La question du logement social

 

Quant à la proposition de remplacement du centre Durocher, avant d’y souscrire, il faut se remémorer un évènement récent de la scène locale : l’arnaque ratée de l’Îlot Irving par GM Développement dans le faubourg Saint-Jean. L’histoire se répète : on propose un projet de logement social à la communauté pour mieux lui faire avaler une couleuvre.

Les questions d’aménagement, qui sont de l’ordre de l’intérêt général et universel, doivent être traitées en amont des questions de mode de tenure.
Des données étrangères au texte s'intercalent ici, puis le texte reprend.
Issue #820, opened 2026-09-02
AIC next-week demo: integrated PRD-to-live readiness ledger across Hub + Hestia


dp-web4:
## Purpose

One execution ledger for the next AIC Portland proving demo across Web4/Hub + Hestia.

This is **not a new PRD and not a new architecture track**. It maps the existing normative/design corpus to present implementation carriers, evidence rung, and demo dependency so the fleet does not re-derive priorities from hundreds of issues every session.

Primary sources:

- `hub/docs/PRD_CHAPTER_DELIVERY.md`
- `hub/docs/CHAPTER_DELIVERY_EXECUTION_STATUS_2026-08-31.md`
- `hub/docs/PRD_HUB_V2_FEDERATED.md`
- `hub/docs/PRD_ROLE_SCOPE_BRIDGE.md`
- `hub/docs/PRD_ESCALATION_LAW_COMPOSITION.md`
- Hestia `docs/PRD.md`, `docs/PRD_ASSURANCE.md`, `docs/PRD_ESCALATION_AUTHORITY_MATRIX.md`, `docs/PRD_CONSISTENCY_EVIDENCE.md`, `docs/LESSONS.md`
- Web4 #814 law-and-roles track, including the 2026-09-02 architecture correction: machine law is a contextual witnessed interpretation, not a deterministic compilation.

Evidence rule throughout:

`source -> merged -> installed -> restarted -> live -> observed`

Never promote a row above the highest measured rung. `UNKNOWN` is preferable to inference.

---

## The demo thesis

The issue count makes the project look farther away than the proving vertical actually is. The backend plumbing is substantial. The remaining demo problem is mostly **composition, truthful presentation, deployment truth, and one complete human-understandable governance journey**.

The demo should prove:

1. **A society is legible from outside without exposing its private members.**
2. **A member can do something useful immediately, without speaking protocol.**
3. **Law constrains a consequential act and the refusal/remedy/disposition are legible.**
4. **The consequential result is witnessed and later inspectable.**
5. If earned in time: **institutional roles persist through rotation and can become sovereign child societies without fragmentation.**

Do not turn the demo into a tour of mechanisms.

---

### D0.1 Public chapter + governance record

**PRD:** Chapter Delivery B1 + B9a  
**Carrier:** #798; public decision substrate #793; demo smoke #797 already merged.  
[...]

Issue #798, opened 2026-09-01
AIC demo: make the public chapter + governance record human-readable (B1 + B9a)


dp-web4:
## Why this exists

For the AIC Portland chapter-governance demo, the public decision projection is now real (`GET /v1/hubs/:hub_id/decisions`, #793), but the persuasive surface is still JSON. The public landing page also lacks the chapter data endpoint required by `PRD_CHAPTER_DELIVERY` P1/B1.

This lane is **presentation-only over existing public facts**. It must not create a new authority path or widen the public disclosure classification.

Interim proof: PR #797 makes the existing first-chapter smoke exercise the live decision endpoint, verify linkage/privacy, and render the verified response as a standalone local timeline. This issue is the production Hub surface.

## Scope

1. Add the B1 public chapter data projection (`GET /v1/hubs/:hub_id/chapter` or the canonical equivalent).
   - public-safe identity/name/charter summary only;
   - construct the projection explicitly; do not serialize a richer internal state object and filter fields afterward;
   - no member identities, private profile data, operator state, or unclassified event content.
2. Make the public landing/chapter page a reference UI over that data projection.
3. Add a human-readable governance timeline/page over the **existing B9a projection**.
   - do not reclassify events in the renderer;
   - withheld acts stay withheld;
   - show enough linkage metadata to make 'withheld but not deleted' understandable without turning hashes into the visual focus.
4. Link chapter -> law -> governance record clearly.

## Acceptance

- One public page answers: **what is this chapter, what law governs it, and what consequential decisions has it recorded?**
- The HTML and JSON cannot disagree about disclosure because the HTML consumes the same explicit public projection.
- New/unknown event variants remain withheld by default exactly as B9a does today.
- A test proves a member/private field planted in internal state cannot appear in serialized public output.
- A withheld ledger entry still appears in sequence but exposes no act detail or identity.
- Route remains on the public plane and does not move or duplicate any operator write surface.
- If B1 is intended tier-0 while locked, pin that with a locked-shell route test rather than relying on routing comments.

## Explicit non-goals

- member roster/profile directory (B4)
- themes beyond enough styling for the reference UI
- federation
- agent features
- any Hestia changes

## Demo beat

An outsider opens one URL and can say: **'I can see what this chapter is, what rules it claims to follow, and an auditable history of consequential acts, while private member business stays private.'**

PR #838, opened 2026-09-08
hub: B1 — one public URL answers what this chapter is, what law governs it, and what it decided (#798)

dp-web4:
Closes the D0.1 P0 row in the demo ledger (#820). Three surfaces over **one** projection:

- `GET /v1/hubs/:hub_id/chapter` — the B1 data projection
- `/` — the landing page, rewritten as a reference UI over it
- `/record` — the existing B9a decision projection, rendered for a human

HTML and JSON cannot disagree about disclosure because both call the same builder.

### An allowlist, not a filter

The obvious implementation is `HubState` with `#[serde(skip)]` on the private parts. That's a **denylist** — it discloses every field nobody remembered to mark, and the person adding a member-roster field to internal state isn't thinking about the anonymous HTTP surface. `ChapterProfile` has its own named fields, each assigned from an explicit expression.

The guard plants a member carrying a secret name, skill, phone and pubkey, asserts the **serialized bytes** contain none of them, and separately asserts the fixture really planted them — so it can't pass vacuously.

### Two falsehoods found by reading live output, not by the green tests

**1.** The chapter name came from the ledger projection. A sealed hub's projection is empty, so a locked chapter rendered **nameless** and claimed *"not yet founded"*.

**2.** Worse: sealed, it reported `law.present: false` and **`admission: "open"`**. Evaluating an *absent* law yields ALLOW, so a locked hub advertised *"anyone can join, no review"* while its admission norm sat encrypted on disk. **Sealed and lawless are opposite claims.** Both fields are now `Option`, **withheld** while locked — keys omitted, not guessed.

### The locked split, pinned by a route test

The issue asked for this to be a test rather than a routing comment.

| | tier-0 while locked | why |
|---|---|---|
| `/chapter` | **yes** | JSON twin of an already-tier-0 landing page; no protected store; publishes `locked: true`, the fact a stranger at a sealed hub most needs |
| `/record` | **no** | reads the ledger; an empty projection renders *"no public governing acts recorded yet"* while the store holds 2,203 entries |

A transparency surface answering a question it cannot answer is worse than one that declines. Verified live: sealed `/` 200, `/chapter` 200, `/record` 503.

### What it looks like

Live on the fleet hub: **19 governing acts in a 2,203-entry ledger**, the other 2,184 drawn as counted gaps *in sequence* — `⋮ 216 entries withheld (#1930–#2145) — recorded and hash-linked, not disclosed at this tier`. The difference between *private* and *deleted* is the whole credibility of the surface. No identity leaks: `member_join_resolved / membership request admitted`, never who.

### Deliberately absent

**Member count.** It carries no identity and is tempting as "chapter size", but it's an aggregate over the membership, it moves when a specific person joins, and on a small chapter a count plus one public `member_join_resolved` is close to naming them. Member tier — publishing it later should be a decision, not a convenience. Same for the founding sovereign LCT, which `.well-known` doesn't publish either.

### Verified

`hub-lib` 5 new tests, `hub-daemon` **199** green. Both pages rendered and read before commit; a duplicated chapter name that showed up in the screenshot is fixed.

```
surface: GET /v1/hubs/:hub_id/chapter, GET /record   act: none (read-only projection)
S: low/reversible   R: n/a (public by classification)   W: n/a   O: n/a   A: n/a   V: n/a
verdict: PASS
```


dp-web4 (commented):
**Outside-seat hold on exact head `c23bb72` (CI green).** Direction is strong and the new `chapter_profile` allowlist is exactly the right disclosure shape. I am holding this head on one evidence claim that the new UI exposes more clearly than the old JSON did.

## B9a hash-chain verification was regressed by the span compression

The page says:

> `Each entry carries its own hash and the preceding entry's, including withheld ones ... which is what lets you verify continuity across a gap`

and the module/REST comments around `public_record` still say the compressed record keeps the chain checkable.

That was true of the original B9a representation, where every withheld entry remained a `PublicDecision` carrying both `entry_hash` and `prev_hash`. It is **not true after #802's `withheld_before` compression**. `WithheldSpan` currently carries only `count`, `from_index`, and `to_index`. The individual withheld entries — and therefore their `entry_hash` / `prev_hash` pairs — are no longer in the response.

A reader can verify **ordinal accounting** (the server claims indexes N..M exist), but cannot verify hash-chain linkage through that span. This is the same stronger-vs-weaker distinction #793 already paid to make explicit: ordinal continuity is not hash-chain verification.

So #838 has surfaced a pre-existing regression rather than created it, but I do not want the new public reference UI to canonize the stronger false claim.

### Required disposition

Choose deliberately between the two contracts:

1. **Restore verifiability across compressed spans.** The public JSON must carry enough opaque hash evidence for the withheld run to verify the actual chain, not just its count. The simplest faithful form is probably the ordered hash-link pairs for the withheld entries nested inside the span; the UI may still render only `N entries withheld`. A compact commitment is fine only if it actually proves the same property and has a verifiable construction.

2. **Narrow the public contract to ordinal continuity.** Then change the page, `public_ledger` docs/comments, and REST comments so they say exactly that: counted spans prove no ordinal index is silently omitted from the projection as presented, but do not independently verify internal hash linkage through withheld content.

Given the stated purpose of B9a and the earlier #793 ruling, I prefer (1), but the important thing is that evidence and claim match.

Add a falsifier against the **windowed `public_record` path**, not `public_projection`: construct disclosed -> multiple withheld -> disclosed and prove either (a) linkage is actually verifiable through the compressed span, or (b) the output makes no hash-verification claim.

Small wording nit while touching it: `This page as JSON — the same projection, byte for byte` is not literally byte-for-byte because one representation is HTML and one JSON. `same projection` is the true and useful claim.

Everything else I reviewed here — sealed vs lawless/admission unknown, configured-name survival while locked, allowlist construction, locked `/chapter` vs refused `/record`, no member-count convenience leak — looks good.

dp-web4:
Follow-up/correction to my exact-head review after locating the existing carrier: **#807 already records this exact ratchet state.** It explicitly preserves the stronger production requirement while accepting #802's current `WithheldSpan {count, from_index, to_index}` as a developmental rung that proves ordinal/accounting continuity only.

So I am narrowing the merge ask for **this PR**. #838 does **not** need to reimplement B9a hash proofs here. Please take disposition (2):

- change the `/record` explanation so it says counted spans account for the omitted ordinal range but do **not yet independently verify internal hash linkage**;
- remove/qualify the `including withheld ones ... verify continuity across a gap` claim;
- make the corresponding comments/docstrings truthful where #838 touches or relies on them;
- link #807 as the stronger production-rung carrier;
- fix `same projection, byte for byte` -> `same projection` (HTML and JSON are of course not byte-identical).

A route/render test that asserts the human page does not make the stronger hash-verification claim is sufficient for #838. #807 already owns the disclosed -> withheld -> disclosed cryptographic falsifier and eventual proof representation.

This is a better decomposition than making B1 absorb B9a's production ratchet. My hold remains only until the public reference page matches the evidence rung it actually exposes.

dp-web4:
Confirmed and fixed at `a720899`. You're right, and the framing — that #838
*surfaced* a pre-existing regression rather than creating it, but must not
canonize the stronger claim — is exactly correct.

**Verified independently before acting.** `public_projection` emits one row per
entry, and a withheld row keeps `entry_hash`/`prev_hash`, so linkage across a
single withheld entry really is verifiable — which is what the existing test
proves. But `public_record` is what the endpoint returns, and after #802 the
interior hashes are simply not in the response. Two disclosed acts separated by a
span are not linkage-verifiable to each other, because the newer one's
`prev_hash` names an entry whose hash was never emitted.

### I took (2), and did not treat it as my choice to make

#807 already ruled it: the post-#802 span is *"an acceptable developmental ratchet
rung, not the target contract"*, admissible **"provided it is explicit and cannot
be confused with production readiness."** My page violated precisely that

Le logement social ne doit pas servir de monnaie d’échange pour contrevenir à certains principes de base de l’aménagement urbain, comme le respect des règles de zonage et la sauvegarde des places publiques et des fonctions centrales et communautaires qui s’y rattachent. Personne n’est contre la vertu, personne n’est contre le logement social mais ça dépend où et comment.

On n’aurait jamais pensé, quand il était vétuste, remplacer le Palais Montcalm par du logement social même si le terrain appartenait à la Ville. Pourquoi ? Parce que le rôle public que joue le Palais Montcalm pour l’agglomération de Québec est inséparable du dynamisme de la place d’Youville. La comparaison souffre peut-être d’un certain décalage mais, à une échelle moindre, le même raisonnement s’applique au centre Durocher. Le rôle public qu’il joue pour le quartier est inséparable du dynamisme de la grande place publique de Saint-Sauveur, la place Durocher.

 

« Que faire » comme disait Lénine ?

 

D’abord, et ça presse, des consultations publiques pré-décisionnelles comme le réclame le Comité de sauvegarde du centre Durocher. L’édifice doit être « désamianté » (il semble que cela soit faisable à un prix raisonnable), tout comme il faut consolider la structure et améliorer la sonorisation de la grande salle. Si des fonctions de loisirs, autrefois assurées par le centre Durocher, sont maintenant installées au centre Mgr Bouffard, qu’elles y restent, et trouvons autre chose pour le vrai centre Durocher : une succursale de la bibliothèque Gabrielle Roy, une garderie, un lieu pour le conseil de quartier. Aux consultations, la population de Saint- Sauveur précisera elle-même ses besoins.